From the Crisis in Ukraine to Diplomacy in Oceania, Why the United States Must Keep 2 Irons in the Fire

The chief of American diplomacy spent a week in Oceania, while at the same time dealing with the Ukrainian crisis.

U.S. Secretary of State Antony Blinken just spent half the week in Australia, Fiji and Hawaii. In the middle of a crisis with Russia, this journey may seem surprising. In the plane that took him to Melbourne on Tuesday, Blinken explained: “The world is a big place. Our interests are global, and you all know very well the focus that we have put on the Asia-Pacific and Indo-Pacific region.” In Australia, where authorities have just uncovered a new Chinese attempt to interfere in next spring’s general elections, Blinken met for a long time with the foreign ministers of India, Australia and Japan, his partners in the Quadrilateral Security Dialogue.

The purpose is not only to strengthen cooperation with them on global health and environmental issues, but most importantly to show that beyond Moscow, the United States is also keeping a very close eye on Beijing. While Vladimir Putin and Xi Jinping claimed last week to be defending the concept of “indivisible security” in order to fight against all those who would like to attack their areas of influence, the Quad, in the foreign ministers’ final joint statement, intends to “support Indo Pacific countries […] that strive to protect the interests of their people, free from coercion.” In short, to help them, including militarily, to protect themselves from Chinese hegemony.

Countering China’s String of Pearls Strategy

In Fiji, where the country’s local and submarine paradise is known to be under threat due to global warming, Blinken came to demonstrate that the Quad can help small Pacific islands counter China’s string of pearls strategy, which sometimes forces them to borrow from their huge neighbor, eager for investment and control. All of this is happening in an auction-like atmosphere, with the Marshall Islands loudly asking at the same time how much the United States is willing to pay to maintain or expand its military bases there.

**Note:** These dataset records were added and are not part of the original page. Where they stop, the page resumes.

PR #1093, opened 2026-07-28
FEATURE: automatically retry after disk is clean

pyxfluff:
Currently when performing a docker cleanup when your server is full, the script will exit.

This fixes that logic by asking the user if they would like to continue the rebuild when a disk cleanup is successful. The script will re-evaluate the disk usage and prompt the user to continue the rebuild instead of exiting.

### DIFF
--- a/launcher
+++ b/launcher
@@ -300,23 +300,42 @@ check_prereqs() {
   fi
 
   # 7. enough space for the bootstrap on docker folder
-  folder=`$docker_path info --format '{{.DockerRootDir}}'`
+  folder=$("$docker_path" info --format '{{.DockerRootDir}}')
   safe_folder=${folder:-/var/lib/docker}
-  if [[ -d $safe_folder && $(stat -f --format="%a*%S" $safe_folder)/1024**3 -lt 5 ]] ; then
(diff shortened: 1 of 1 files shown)


launcher
```diff
@@ -300,23 +300,42 @@ check_prereqs() {
...
-      if [[ $REPLY =~ ^[Yy]$ ]]
-      then
+
+      if [[ $REPLY =~ ^[Yy]$ ]]; then
         $docker_path container prune --force --filter until=24h >/dev/null
         $docker_path image prune --all --force --filter until=24h >/dev/null
-        echo "If the cleanup was successful, you may try again now"
+        echo "Finished cleaning"
+        if check_disk; then
+          read -p "Continue rebuild? (Y/N) "
```
ZogStriP: Nitpick: but we use uppercase to denote the default choice.

```suggestion
          read -p "Continue rebuild? (y/N) "
```

ZogStriP (approved):

launcher
pyxfluff: Thanks, learned something new today 😅

ZogStriP (approved):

In Honolulu, finally, where the memory of Pearl Harbor remains so vivid, the head of American diplomacy received his Japanese and South Korean partners yesterday. This time, the topic of discussion focused on the nuclear and ballistic threats posed by North Korea, after new and ever more daring tests were made public by the heir of Kim Jong Il. So far from an old Europe on the Atlantic confronted with the demons of revisionism and redivision, Blinken is also preparing to defend the distant horizons of its Pacific coast.